Altretamine is structurally similar to the alkylating agent triethylenemelamine (tretamine). Although Altretamine structurally resembles an alkylating agent, it has not been found to have alkylating activity in vitro. The precise mechanism of Altretamine cytotoxicity is unknown, although several proposals have been made. Altretamine requires N-demethylation in the liver to produce reactive intermediates (formaldehyde and/or iminium species) which covalently bind to DNA, resulting in DNA damage, or act as alkylating agents. Altretamine is used as a palliative treatment for persistent or recurrent ovarian cancer following treatment failure with a cisplatin- or alkylating agent-based combination. Side effects of Altretamine include nausea and vomiting, neurotoxicity (mood disorders, disorders of consciousness, ataxia, dizziness, vertigo), mild to moderate dose-related myelosuppression. Altretamine has been shown to be embryotoxic and teratogenic in rats and rabbits and may cause fetal damage when administered to a pregnant woman. Under the trade name Hexalen, Altretamine, is an antineoplastic agent. It is indicated for use as a single agent in the palliative treatment of patients with persistent or recurrent ovarian cancer following first-line therapy with a cisplatin and/or alkylating agent-based combination.
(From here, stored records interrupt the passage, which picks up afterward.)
PR #1, opened 2015-02-18
COL-23 - Set up core Collabosphere infrastructure

nicolaasmatthijs:
- Basic module structure
- Express app server
- Logging
- Configuration
- Travis build
- Test framework

### DIFF
--- a/gulpfile.js
+++ b/gulpfile.js
@@ -1,0 +1,58 @@
+/**
+ * Copyright 2015 UC Berkeley (UCB) Licensed under the
+ * Educational Community License, Version 2.0 (the "License"); you may
+ * not use this file except in compliance with the License. You may
+ * obtain a copy of the License at
+ *
+ *     http://opensource.org/licenses/ECL-2.0
+ *
+ * Unless required by applicable law or agreed to in writing,
+ * software distributed under the License is distributed on an "AS IS"
+ * BASIS, WITHOUT WARRANTIES OR CONDITIONS OF ANY KIND, either express
+ * or implied. See the License for the specific language governing
+ * permissions and limitations under the License.
+ */
+
+var gulp = require('gulp');
+var jscs = require('gulp-jscs');
+var mocha = require('gulp-mocha');
+var runSequence = require('run-sequence');
+
+/**
+ * Run the JSCS code style linter
+ */
+gulp.task('jscs', function() {
+  return gulp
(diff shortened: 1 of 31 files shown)


nicolaasmatthijs:
I'll be cleaning this up a bit more, but this is ready for an initial review pass

gulpfile.js
```diff
@@ -0,0 +1,58 @@
...
+gulp.task('mocha', function() {
+  return gulp
+    .src(['node_modules/col-tests/lib/beforeTests.js', 'node_modules/col-*/tests/**/*.js'])
+    .pipe(mocha());
+});
+
+/**
+ * Run the full Collabosphere test suite
+ */
+gulp.task('test', function() {
```
simong: Can we make this the default gulp task?

node_modules/col-core/lib/server.js
```diff
@@ -0,0 +1,257 @@
...
+  app.set('json spaces', 0);
+
+  // Don't output the x-powered-by header
+  app.set('x-powered-by', false);
+
+  /*!
+   * Collabosphere supports the following type of request encodings:
+   *
+   *  * urlencoded (regular POST requests)
+   *  * application/json
```
simong: Is there a need for a JSON or multipart parser? It seems like most of the API interactions with this tool should be doable through plain-old urlencoded requests right?

simong:
LGTM, are you planning on removing that dummy service and putting something more tangible before you want to get this merged?

gulpfile.js
nicolaasmatthijs: I was thinking about making the production build the default task

node_modules/col-core/lib/server.js
nicolaasmatthijs: Multipart will be necessary, as students will be able to upload files to the asset library. We can probably take out the application/json encoding though.

nicolaasmatthijs:
@simong : I was thinking I would just leave the dummy service to give people a better idea of how it will work. As soon as the first service is in, we can take it out.

nicolaasmatthijs:
Followed up on review. Back to @simong for review.

node_modules/col-core/lib/server.js
simong: I can't recall the designs immediately but would they upload into the tool directly or as part of an assignment?

nicolaasmatthijs: Both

Bepridil is a calcium channel blocker that has well characterized anti-anginal properties and known but poorly characterized type 1 anti-arrhythmic and anti-hypertensive properties. It has inhibitory effects on both the slow calcium and fast sodium inward currents in myocardial and vascular smooth muscle, interferes with calcium binding to calmodulin, and blocks both voltage and receptor operated calcium channels. It is used to treat hypertension (high blood pressure), angina (chest pain), sustained atrial fibrillation and tachyarrhythmia. The most common side effects were upper gastrointestinal complaints (nausea, dyspepsia or GI distress), diarrhea, dizziness, asthenia and nervousness. Certain drugs could increase the likelihood of potentially serious adverse effects with bepridil hydrochloride. In general, these are drugs that have one or more pharmacologic activities similar to bepridil hydrochloride, including anti-arrhythmic agents such as quinidine and procainamide, cardiac glycosides and tricyclic anti-depressants. Anti-arrhythmics and tricyclic anti-depressants could exaggerate the prolongation of the QT interval observed with bepridil hydrochloride. Cardiac glycosides could exaggerate the depression of AV nodal conduction observed with bepridil hydrochloride.